PR #2789, opened 2017-06-20
bring over changes for psi-dynamics.scm from ros-behav repo

eddiemonroe:
per discussion in https://github.com/opencog/ros-behavior-scripting/pull/173#event-1127499130


linas:
sorry for long delay swamped in email

PR #2802, opened 2017-06-27
Use setTruthValue not merge

linas:
I think the intent here is to set, and not to merge.
Am trying to remove the troublesome merge() method.


ngeiswei:
I'm almost sure it is to set, I'm merging.

ngeiswei:
@linas why do you want to remove merge? Some PLN rules use merge, a certain conservative form of it, it simple enough that it could be moved to scheme but then other language bindings won't be able to re-use it.

linas:
There are merge functions on the TV itself; I am NOT removing those. If those are used from within C++, there is no loss of performance by using those, directly.  It just moves code around.

I want to simplify the Atom a bit; this is part of solving a bottleneck elsewhere.

linas:
For backwards-compat, I am adding this:
```
(define-public (cog-merge-tv! ATOM TV)
" cog-merge-tv! -- merge truth values on atom"
       (cog-set-tv! ATOM (cog-tv-merge (cog-tv ATOM) TV)))
```

linas:
See opencog/atomspace#1291 for the actual change

ngeiswei:
Ah, fine.

PR #2847, opened 2017-08-09
cmake fix 

AmeBel:


Dagiopia:
This change should be to the `/opencog/pln/rules/propositional/CMakeLists.txt` file.

PR #2857, opened 2017-08-18
Remove GenericTruthValue usage

AmeBel:
See https://github.com/opencog/atomspace/pull/1340


linas:
thanks, I missed that somehow

PR #2863, opened 2017-08-25
Btree-psi Updates

AmeBel:


opencog/openpsi/main.scm
```diff
@@ -141,9 +150,17 @@
...
 
-    (cog-logger-debug opl "Ending psi-step, loop-count = ~a"
-        (psi-get-loop-count))
+    ; Do garbage collection. This is a replacement to (run-behavior-tree-gc)
+    (when (equal? 0 (modulo psi-loop-count 1000))
+        (cog-map-type (lambda (a) (cog-delete a) #f) 'SetLink)
+        (cog-map-type (lambda (a) (cog-delete a) #f) 'ListLink)
+        (cog-map-type (lambda (a) (cog-delete a) #f) 'NumberNode)
+        (cog-map-type (lambda (a) (cog-delete a) #f) 'ConceptNode)
+        (cog-logger-debug opl
```
linas: Could you change `cog-delete` to `cog-extract` ? Right now, this make no difference, but it could avoid tragic data loss, if someone had a database open.  Probably should rename `cog-delete` to something else...

PR #2871, opened 2017-09-05
Ure rule definition updates

AmeBel:
Continuation of https://github.com/opencog/opencog/pull/2868


ngeiswei:
@AmeBel please note that the TV is optional, since they seem all equal, that is you do not prioritize a rule over another, you might as well not specify it.

PR #10, opened 2022-02-22
Yubrew/5-enforce-start-time

### LINKED ISSUE #5: Enforce start times in contracts

yubrew:
fix #5 

enforces start time at genesis mint or later `3/1/2022 00:00:00 GMT`
also enforces genesis mint or later when updating start time

### DIFF
--- a/contracts/minter/src/contract_tests.rs
+++ b/contracts/minter/src/contract_tests.rs
@@ -859,14 +859,7 @@ fn test_start_time_before_genesis() {
         },
     };
     let minter_addr = router
-        .instantiate_contract(
-            minter_code_id,
-            creator.clone(),
-            &msg,
-            &creation_fee,
-            "Minter",
-            None,
-        )
+        .instantiate_contract(minter_code_id, creator, &msg, &creation_fee, "Minter", None)
         .unwrap();
 
     let res: StartTimeResponse = router
--- a/contracts/minter/src/contract_tests.rs
+++ b/contracts/minter/src/contract_tests.rs
@@ -6,7 +6,7 @@ use cw_multi_test::{App, BankSudo, Contract, ContractWrapper, Executor, SudoMsg}
 use cw_utils::Expiration;
 use sg721::msg::InstantiateMsg as Sg721InstantiateMsg;
 use sg721::state::{Config, RoyaltyInfo};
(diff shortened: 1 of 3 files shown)


packages/sg-std/src/lib.rs
```diff
@@ -2,6 +2,8 @@ mod msg;
 mod route;
 
 pub const NATIVE_DENOM: &str = "ustars";
+// 3/1/2022 00:00:00GMT
+pub const GENESIS_MINT_START_TIME: u64 = 1646092800000000000;
```
jhernandezb, line 6: Do we want this to be a constant? Why not as part of the instantiation ?  Otherwise future mints will be stuck to this date (allowing front running)

jhernandezb: ooh nvm I just read the whole thing, thanks to github diff for being unhelpful

jhernandezb: on the other side should we check is not a time in the past (start_time> env.block_time) ?

contracts/minter/src/contract_tests.rs
```diff
@@ -293,10 +301,22 @@ fn initialization() {
 #[test]
 fn happy_path() {
     let mut router = mock_app();
+    let _timestamp = setup_block_time(&mut router, GENESIS_MINT_START_TIME + 1).unwrap();
```
shanev, line 304: Can just remove `_timestamp` right? No big deal though. Developer decision. It's a test :)

shanev (approved):
utACK :)

shanev:
Better to use a branch name like `yubrew/5-enforce-start-time`. Git has issues with branch names that have more than one level of nesting with `/`.

packages/sg-std/src/lib.rs
yubrew: After genesis mint if the start_date is not set, people can mint right away. Don't want to bloat the contracts with too much logic either.

I'm not sure what the right approach is

contracts/minter/src/contract_tests.rs
yubrew: yep, cleaned it up!

JakeHartnell (approved):

PR #21, opened 2022-02-24
Standard fee handler

shanev:


packages/sg-std/src/fees.rs
```diff
@@ -0,0 +1,49 @@
...
+    let burn_coin = coin(burn_fee.u128(), NATIVE_DENOM);
+    // send fee to contract to be burned
+    let send_fee_msg = BankMsg::Send {
+        to_address: env.contract.address.to_string(),
+        amount: vec![burn_coin.clone()],
+    };
+    // burn half the fee
+    let fee_burn_msg = BankMsg::Burn {
+        amount: vec![burn_coin],
+    };
```
JakeHartnell, line 30: So we're sending it to a contract to be burned and burning it?

JakeHartnell: Is one of these not needed?

shanev: Yeah exactly. Know of a better way? Another way is to send it to an address where the private key is destroyed.

JakeHartnell (approved):

PR #26, opened 2022-02-24
Upgrading to cw-plus v0.12.1

shanev:


contracts/minter/Cargo.toml
```diff
@@ -40,12 +40,12 @@ optimize = """docker run --rm -v "$(pwd)":/code \
...
-cosmwasm-storage = { version = "1.0.0-beta" }
-cw-storage-plus = "0.11"
-cw2 = "0.11"
-cw721 = "0.11"
-cw721-base = { version = "0.11", features = ["library"] }
+cosmwasm-std = { version = "1.0.0-beta5" }
+cosmwasm-storage = { version = "1.0.0-beta5" }
+cw-storage-plus = "0.12.1"
+cw2 = "0.12.1"
+cw721 = "0.11.0"
```
JakeHartnell, line 47: Latest is `0.11.1`.

You might already know this, but the end can be left off. For example, `1.0.0-beta` or `0.11`. Unless there is an `=` sign, Rust will bump dependencies similar to using the `^` in Node.js. Note, that the `Cargo.lock` file didn't change much even after all these modifications we're made.

https://doc.rust-lang.org/cargo/reference/specifying-dependencies.html#specifying-dependencies-from-cratesio

shanev: `cargo add cw721` is not picking up v0.11.1. Looks like the crate hasn't been updated on crates.io: https://crates.io/crates/cw721.

Well aware that you can leave out the end and let Cargo pick up the latest version. But this is bad practice, especially for contracts. Version numbers should be super explicit for financial code.

jhernandezb (approved):

shanev:
Will upgrade to cw721 v0.11.1 in separate PR after the crate has been pushed.

yubrew (approved):
👍

PR #63, opened 2022-02-26
Add price to whitelist

shanev:
Fixes #63


shanev:
Too far deviated from `main`. Replaced with a fresh #70.

PR #66, opened 2022-02-26
Yubrew/patch-wl-price

yubrew:


contracts/minter/src/contract.rs
```diff
@@ -332,8 +333,29 @@ pub fn execute_batch_mint(
         return Err(ContractError::MaxBatchMintLimitExceeded {});
     }
 
+    // calculate the mint fee
+    // if in whitelist, use whitelist price. else use mint price
+    let mint_price: Coin = if let Some(whitelist) = config.whitelist {
```
shanev, line 338: Can break into a function?

shanev (approved):
Can probably break out common code into a function.

JakeHartnell (approved):

contracts/minter/src/contract.rs
```diff
@@ -377,27 +399,48 @@ fn _execute_mint(
...
+            let unit_price: UnitPriceResponse = deps
+                .querier
+                .query_wasm_smart(whitelist, &WhitelistQueryMsg::UnitPrice {})?;
+            unit_price.unit_price
+        } else {
+            config.unit_price.clone()
+        }
+    } else {
+        config.unit_price.clone()
+    };
```
jhernandezb, line 420: can we refactor into a method  seems like its the same code for batch and regular mint.

shanev:
Sorry I merged this too quickly. Yes can refactor.

contracts/minter/src/contract.rs
yubrew: yes i was thinking the same!

PR #74, opened 2022-02-27
Yubrew/67 creators have free mints for mint_to and mint_for

### LINKED ISSUE #67: Mint to from creator should be free for airdrops
Basically admins should mint for free.

yubrew:
fix #67 
`creator` can mint for free using `mint_for` and `mint_to`

`_execute_mint` has an extra param `admin_no_fee: true` passed by `mint_for` and `mint_to`

this skips `community_fund`, `burn`, and `seller` messages because price is 0

### DIFF
--- a/contracts/minter/src/contract.rs
+++ b/contracts/minter/src/contract.rs
@@ -40,7 +40,6 @@ const STARTING_BATCH_MINT_LIMIT: u64 = 5;
 const STARTING_PER_ADDRESS_LIMIT: u64 = 5;
 const MIN_MINT_PRICE: u128 = 50_000_000;
 const MINT_FEE_PERCENT: u64 = 10;
-const ADMIN_MINT_PRICE: u128 = 0;
 
 #[cfg_attr(not(feature = "library"), entry_point)]
 pub fn instantiate(
@@ -277,7 +276,7 @@ pub fn execute_mint_sender(
         }
     }
 
-    _execute_mint(deps, env, info, action, None, None)
+    _execute_mint(deps, env, info, action, false, None, None)
 }
 
 pub fn execute_mint_to(
@@ -296,7 +295,7 @@ pub fn execute_mint_to(
         ));
     }
 
-    _execute_mint(deps, env, info, action, Some(recipient), None)
+    _execute_mint(deps, env, info, action, true, Some(recipient), None)
 }
 
 pub fn execute_mint_for(
@@ -316,13 +315,21 @@ pub fn execute_mint_for(
         ));
     }
 
-    _execute_mint(deps, env, info, action, Some(recipient), Some(token_id))
+    _execute_mint(
+        deps,
+        env,
+        info,
+        action,
+        true,
+        Some(recipient),
+        Some(token_id),
+    )
 }
 
 pub fn execute_batch_mint(
     deps: DepsMut,
     env: Env,
-    info: MessageInfo,
+    _info: MessageInfo,
     num_mints: u64,
 ) -> Result<Response, ContractError> {
     let config = CONFIG.load(deps.storage)?;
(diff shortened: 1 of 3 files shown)


contracts/minter/src/contract_tests.rs
```diff
@@ -371,15 +381,18 @@ fn happy_path() {
         .unwrap();
     assert_eq!(res.owner, buyer.to_string());
 
-    // Buyer can't call MintTo
+    // // Buyer can't call MintTo
```
shanev, line 384:
```suggestion
```
Guessing this comment can be deleted?

contracts/minter/src/contract.rs
```diff
@@ -440,17 +455,21 @@ fn _execute_mint(
...
+            amount: vec![coin(seller_amount.u128(), config.unit_price.denom)],
+        }]
     };
-    msgs.append(&mut vec![seller_msg.into()]);
 
     Ok(Response::default()
         .add_attribute("action", action)
         .add_messages(msgs)
-        .add_messages(network_fee_msg))
+        .add_messages(network_fee_msgs)
```
shanev, line 471: So instead of sending empty messages here, another approach is to create a mutable messages array, and just append the relevant messages to it.

contracts/minter/src/contract.rs
```diff
@@ -524,10 +543,17 @@ pub fn execute_update_batch_mint_limit(
...
 
-pub fn mint_price(deps: Deps) -> Result<Coin, StdError> {
-    // if in whitelist, use whitelist price. else use config unit price
+pub fn mint_price(deps: Deps, admin_no_fee: bool) -> Result<Coin, StdError> {
+    // if admin => admin mint fee,
+    // else if in whitelist => whitelist price
+    // else => config unit price
     let config = CONFIG.load(deps.storage)?;
-    let mint_price: Coin = if let Some(whitelist) = config.whitelist {
+    let mint_price: Coin = if admin_no_fee {
```
shanev, line 551: Instead of this, you can also make the `mint_price` an `Option` type right?

shanev (changes requested):
Thanks for getting this working! Going to hack on it a bit, I think there's some refactoring we can do.

packages/sg-std/src/fees.rs
```diff
@@ -12,19 +12,17 @@ pub fn burn_and_distribute_fee(
     info: &MessageInfo,
     fee_amount: u128,
 ) -> Result<Vec<SubMsg>, FeeError> {
-    let payment = must_pay(info, NATIVE_DENOM)?;
+    let payment = may_pay(info, NATIVE_DENOM)?;
```
JakeHartnell, line 15: Not sure why this switched because you only call this function if there is a fee...

contracts/minter/src/contract.rs
yubrew: i like it

contracts/minter/src/contract.rs
shanev: i.e: The function signature can probably just be `fn mint_price(deps: Deps, admin_no_fee: bool) -> Option<Coin>`

packages/sg-std/src/fees.rs
yubrew: good catch, fixed

contracts/minter/src/contract.rs
```diff
@@ -524,10 +542,17 @@ pub fn execute_update_batch_mint_limit(
     Ok(Response::new().add_attribute("action", "update_batch_mint_limit"))
 }
 
-pub fn mint_price(deps: Deps) -> Result<Coin, StdError> {
-    // if in whitelist, use whitelist price. else use config unit price
+pub fn mint_price(deps: Deps, admin_no_fee: bool) -> Result<Coin, StdError> {
```
shanev, line 545: Does this function need to be public?

shanev, line 545:
```suggestion
fn mint_price(deps: Deps, admin_no_fee: bool) -> Result<Coin, StdError> {
```

shanev (approved):
🤘

PR #78, opened 2022-02-28
Yubrew/77-query-mint-price

### LINKED ISSUE #77: query mint price
query mint price so front end can access correct mint price as `Coin`

yubrew:
fix #77

query access to mint_price, probably useful for front end

### DIFF
--- a/contracts/minter/src/contract.rs
+++ b/contracts/minter/src/contract.rs
@@ -13,8 +13,8 @@ use url::Url;
 
 use crate::error::ContractError;
 use crate::msg::{
-    ConfigResponse, ExecuteMsg, InstantiateMsg, MintableNumTokensResponse, QueryMsg,
-    StartTimeResponse,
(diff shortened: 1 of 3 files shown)


contracts/minter/src/contract.rs
```diff
@@ -621,6 +622,12 @@ fn query_mintable_num_tokens(deps: Deps) -> StdResult<MintableNumTokensResponse>
         count: count as u64,
     })
 }
+
+fn query_mint_price(deps: Deps) -> StdResult<MintPriceResponse> {
+    let mint_price = mint_price(deps, false)?;
+    Ok(MintPriceResponse { price: mint_price })
```
jhernandezb, line 628: should we add whitelist price if available?

yubrew: mint_price gives whitelist price if whitelist is active, otherwise gives mint price

shanev (changes requested):
The frontend would need both the whitelist price and the public sale price separately

jhernandezb (approved):

shanev (approved):
Excellent solution!

PR #96, opened 2022-03-01
Better collection-level metadata

shanev:
Been having lots of confusion with creators and testers using the tooling about the redundant data in cw721 collection info and contract URI. This is an attempt to clear things up and and have a single source of truth for collection data. It basically moves everything we need from contract URI into sg721.

This introduces two required fields, `image` that serves as a preview image for the entire collection, and `description`. `image` doesn't need to be an IPFS link since it's more marketplace-level metadata and is not a traded asset like the individual NFTs. Note this does not break compatibility with cw721 since instantiation is not part of the cw721 spec.

This also introduces an optional `external_link` that can be a website, etc. 

These two fields are all we needed from contract URI anyway. The name, description, seller_fee (royalties) were redundant because they're already part of cw721 `ContractInfo` and sg721 royalties. Contract URI is used on OpenSea mainly due to a limitation of ERC721 that doesn't include basic metadata like name and description.

Also removed `creator` since it's already part of `ContractInfoResponse`, and `payment_address` is already part of royalties.

I think this cleans and simplifies a lot, and makes collection info more explicitly defined. Also it's one less thing for creators to worry about and less error prone. Also collection info should be easily queried and can easily live on-chain. No need to hide behind an IPFS link. It's also not part of ICS-721 so there's no benefit in interoperability either.

### DIFF
--- a/contracts/minter/schema/instantiate_msg.json
+++ b/contracts/minter/schema/instantiate_msg.json
@@ -74,24 +74,20 @@
         }
       }
     },
-    "Config": {
+    "CollectionInfo": {
       "type": "object",
+      "required": [
+        "image"
+      ],
       "properties": {
-        "contract_uri": {
+        "external_link": {
           "type": [
             "string",
             "null"
           ]
         },
-        "creator": {
-          "anyOf": [
-            {
-              "$ref": "#/definitions/Addr"
-            },
-            {
-              "type": "null"
-            }
-          ]
+        "image": {
+          "type": "string"
         },
         "royalties": {
           "anyOf": [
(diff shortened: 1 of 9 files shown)


yubrew:
This is a great improvement, a source of frustration for me when I tried to get the test nft collection up.

shanev:
@yubrew Good points. I think it makes sense to make all of `CollectionInfo` editable. The ones that should be static are `name` and `symbol` which are part of cw721 and non-editable.

shanev:
Added https://github.com/public-awesome/stargaze-contracts/issues/99 to the v2 board. Want to keep changes minimal before upload.

yubrew (approved):

jhernandezb (approved):

PR #97, opened 2022-03-01
DO NOT MERGE: Repo review

orkunkl:
I will use this PR to leave general review comments. Please **Do Not Merge**


contracts/minter/src/contract.rs
```diff
@@ -0,0 +1,602 @@
...
+    QueryMsg, StartTimeResponse,
+};
+use crate::state::{Config, CONFIG, MINTABLE_TOKEN_IDS, SG721_ADDRESS};
+use sg_std::{burn_and_distribute_fee, StargazeMsgWrapper, GENESIS_MINT_START_TIME, NATIVE_DENOM};
+use whitelist::msg::{
+    ConfigResponse as WhitelistConfigResponse, HasMemberResponse, QueryMsg as WhitelistQueryMsg,
+    UnitPriceResponse,
+};
+
+pub type Response = cosmwasm_std::Response<StargazeMsgWrapper>;
```
orkunkl, line 26: This could be used by many smart contracts. Maybe we can pull this to a package?

contracts/minter/src/contract.rs
```diff
@@ -0,0 +1,602 @@
...
+        });
+    }
+
+    // Initially set per_address_limit if no msg
+    let per_address_limit: Option<u32> = msg.per_address_limit.or(Some(STARTING_PER_ADDRESS_LIMIT));
+
+    let whitelist_addr: Option<Addr> = match msg.whitelist {
+        Some(wl) => Some(deps.api.addr_validate(&wl)?),
+        None => None,
+    };
```
orkunkl, line 92:
```suggestion
    let whitelist = msg
        .whitelist.and_then(|w| deps.api.addr_validate(w.as_str()).ok());
```

contracts/minter/src/contract.rs
```diff
@@ -0,0 +1,602 @@
...
+    let start_time = match msg.start_time {
+        Some(st) => {
+            if st < default_start_time {
+                default_start_time
+            } else {
+                st
+            }
+        }
+        None => default_start_time,
+    };
```
orkunkl, line 105:
``` 
    let start_time = msg.start_time.map_or(default_start_time, |st|  max(st, default_start_time));
```

contracts/minter/src/contract.rs
```diff
@@ -0,0 +1,602 @@
...
+) -> Result<Response, ContractError> {
+    let config = CONFIG.load(deps.storage)?;
+    let sg721_address = SG721_ADDRESS.load(deps.storage)?;
+    let action = "mint_sender";
+    let mut pub_mint: bool = false;
+
+    // check if a whitelist exists and not ended
+    // sender has to be whitelisted to mint
+    if let Some(whitelist) = config.whitelist {
+        let wl_config: WhitelistConfigResponse = deps
```
orkunkl, line 210: You will need to run these queries a lot. Same for external contracts. 
Best to move these under a helpers in a package and use it https://github.com/CosmWasm/cw-plus/blob/main/packages/cw4/src/helpers.rs

contracts/minter/src/contract.rs
shanev: Good idea, but it depends on a custom SDK module.

contracts/minter/src/contract.rs
```diff
@@ -0,0 +1,602 @@
...
+    info: MessageInfo,
+) -> Result<Response, ContractError> {
+    let config = CONFIG.load(deps.storage)?;
+    let sg721_address = SG721_ADDRESS.load(deps.storage)?;
+    let action = "mint_sender";
+    let mut pub_mint: bool = false;
+
+    // check if a whitelist exists and not ended
+    // sender has to be whitelisted to mint
+    if let Some(whitelist) = config.whitelist {
```
orkunkl, line 209: You can move branched logics under new functions, this will increase readability immensely

contracts/minter/src/contract.rs
```diff
@@ -0,0 +1,602 @@
...
+}
+
+pub fn execute_mint_to(
+    deps: DepsMut,
+    env: Env,
+    info: MessageInfo,
+    recipient: Addr,
+) -> Result<Response, ContractError> {
+    let config = CONFIG.load(deps.storage)?;
+    let action = "mint_to";
```
orkunkl, line 280: Interesting move :D

shanev:
Thanks for the comments @orkunkl, think you can rebase this branch off of `main`?

contracts/minter/src/contract.rs
```diff
@@ -0,0 +1,602 @@
...
+        sg721_code_id: msg.sg721_code_id,
+        unit_price: msg.unit_price,
+        per_address_limit,
+        whitelist: whitelist_addr,
+        start_time: Some(start_time),
+    };
+    CONFIG.save(deps.storage, &config)?;
+
+    // save mintable token ids map
+    for token_id in 1..=msg.num_tokens {
```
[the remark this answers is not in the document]
shanev: I actually think the range operator is more readable here. Any reason `repeat` is more preferable?

contracts/minter/src/contract.rs
shanev: This is a good idea. An optimization for the future for sure.

contracts/minter/src/contract.rs
shanev: Yeah this whole block can be refactored, but it works!

contracts/minter/src/contract.rs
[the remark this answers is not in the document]
orkunkl: I tried some stuff, just to use more functional. but yo are right, this do not make sense

contracts/minter/src/msg.rs
```diff
@@ -0,0 +1,68 @@
...
+
+#[derive(Serialize, Deserialize, Clone, Debug, PartialEq, JsonSchema)]
+#[serde(rename_all = "snake_case")]
+pub enum ExecuteMsg {
+    Mint {},
+    SetWhitelist { whitelist: String },
+    UpdateStartTime(Expiration),
+    UpdatePerAddressLimit { per_address_limit: u32 },
+    MintTo { recipient: Addr },
+    MintFor { token_id: u64, recipient: Addr },
```
orkunkl, line 28: You should not accept Addr in messages. `Addr` is a validated address. Use string and validate inside execute

contracts/minter/src/state.rs
```diff
@@ -0,0 +1,22 @@
...
+    pub sg721_code_id: u64,
+    pub unit_price: Coin,
+    pub whitelist: Option<Addr>,
+    pub start_time: Option<Expiration>,
+    pub per_address_limit: Option<u32>,
+}
+
+pub const CONFIG: Item<Config> = Item::new("config");
+pub const SG721_ADDRESS: Item<Addr> = Item::new("sg721_address");
+pub const MINTABLE_TOKEN_IDS: Map<u64, Empty> = Map::new("mt");
```
orkunkl, line 22: Instead of removing data, you can set the value as bool and flag it true. In fact `Empty` uses more space than `bool`

contracts/minter/src/contract.rs
shanev: I don't think `max` ordinal is implemented for `Expiration`. Will check (or contribute if not).

contracts/minter/src/msg.rs
```diff
@@ -0,0 +1,68 @@
...
+
+#[derive(Serialize, Deserialize, Clone, Debug, PartialEq, JsonSchema)]
+pub struct ConfigResponse {
+    pub admin: Addr,
+    pub base_token_uri: String,
+    pub num_tokens: u64,
+    pub per_address_limit: Option<u32>,
+    pub sg721_address: Addr,
+    pub sg721_code_id: u64,
+    pub start_time: Option<Expiration>,
```
orkunkl, line 48: `Expiration` struct could have `Never` value which you should check. We introduced a new struct called `Scheduled` for this case.

contracts/whitelist/src/contract.rs
```diff
@@ -0,0 +1,450 @@
...
+    }
+
+    config.start_time = start_time;
+    CONFIG.save(deps.storage, &config)?;
+    Ok(Response::new()
+        .add_attribute("action", "update_start_time")
+        .add_attribute("start_time", start_time.to_string()))
+}
+
+pub fn execute_update_end_time(
```
orkunkl, line 141: You can use generalized `execute_update_config` function with optional values like in https://github.com/deus-labs/junotools-contracts/blob/main/contracts/jt-airdrop-controller/src/contract.rs#L91.
Makes the code and msgs smaller. This is optional.

contracts/royalty-group/src/contract.rs
```diff
@@ -0,0 +1,601 @@
...
+    TOTAL.save(deps.storage, &total)?;
+    Ok(MemberChangedHookMsg { diffs })
+}
+
+pub fn execute_distribute_funds(
+    deps: DepsMut,
+    info: MessageInfo,
+    funds: Coin,
+) -> Result<Response, ContractError> {
+    let messages: StdResult<Vec<_>> = MEMBERS
```
orkunkl, line 161: This could get quite expensive, you can use an optimized reward distribution algorithm/contract based on the logic here: https://github.com/CosmWasm/cw-tokens/pull/8

contracts/minter/src/msg.rs
```diff
@@ -0,0 +1,68 @@
...
+}
+
+#[derive(Serialize, Deserialize, Clone, Debug, PartialEq, JsonSchema)]
+#[serde(rename_all = "snake_case")]
+pub enum ExecuteMsg {
+    Mint {},
+    SetWhitelist { whitelist: String },
+    UpdateStartTime(Expiration),
+    UpdatePerAddressLimit { per_address_limit: u32 },
+    MintTo { recipient: String },
```
orkunkl, line 27: I think you should add a /// comment to differentiate `MintTo` and `MintFor`. Easy to understand without looking at code.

====================

Find out how many lines in the data above hold the word "much". Write only the number.

2